Extracted records START

PR #858, opened 2019-02-09
[melodic] remove unused costmap_pub_frequency

IronClimber:
Remove unused param costmap_pub_frequency from global planner


DLu:
Thanks!

PR #867, opened 2019-02-16
moving clearing area method to costmap_layer so other applications ca…

SteveMacenski:
…n clear other types.

Essentially: imagine you have a costmap layer that has other data structures storing information than the `costmap_` char pointer. Moving the implementation of clearing an area of the costmap to the costmap itself lets someone override that function and implement the additional requirements to clear the other parts of the state. This is relevant for users of STVL utilizing the default clear costmaps recovery. The bug was reported and trying to get that all squared away before my next release

The API change was made such that it don't effect existing users or costmap_2d or clear costmaps recovery - the default behavior should work the same as before.

### DIFF
--- a/clear_costmap_recovery/src/clear_costmap_recovery.cpp
+++ b/clear_costmap_recovery/src/clear_costmap_recovery.cpp
@@ -135,19 +135,7 @@ void ClearCostmapRecovery::clearMap(boost::shared_ptr<costmap_2d::CostmapLayer> 
   costmap->worldToMapNoBounds(start_point_x, start_point_y, start_x, start_y);
   costmap->worldToMapNoBounds(end_point_x, end_point_y, end_x, end_y);
 
-  unsigned char* grid = costmap->getCharMap();
-  for(int x=0; x<(int)costmap->getSizeInCellsX(); x++){
-    bool xrange = x>start_x && x<end_x;
-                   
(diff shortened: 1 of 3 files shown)


mikeferguson:
@SteveMacenski this changes ABI. I'd welcome in Melodic-devel, but I think it's a bit late to be screwing with ABI in Kinetic. Would that work for your application?

SteveMacenski:
@mikeferguson it does change the API, but since its a virtual base and none of the plugins have that function implemented, it shouldn't change anything for users from a function point of view. I would plan to cherry pick to Melodic as well. 

A couple of folks in the STVL channels have been trying to use it with the base navigation stack utilizing the clear costmaps recovery behavior. Since it only clears out the `costmap_` and not the underlying data structure, the data will be repopulated in the next update cycle. The other option is to create a custom recovery behavior for just STVL but that doesn't seem very clean and it make sense to me on a high level that the costmap layer itself should probably be handling cleaning of data than an outside object comes in and scrubs it without notification.

Let me know if you think we could get this in for Kinetic or if you have suggestions

SteveMacenski:
@mikeferguson any suggestions or further thoughts? I understand the ABI concern but since its not a functional change and not effecting anything outside the package, it seems like a reasonable move to me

Extracted records END

Exercise details:
The answer consists of every line above in which the word "opened" occurs.

Problem solution:
PR #858, opened 2019-02-09
PR #867, opened 2019-02-16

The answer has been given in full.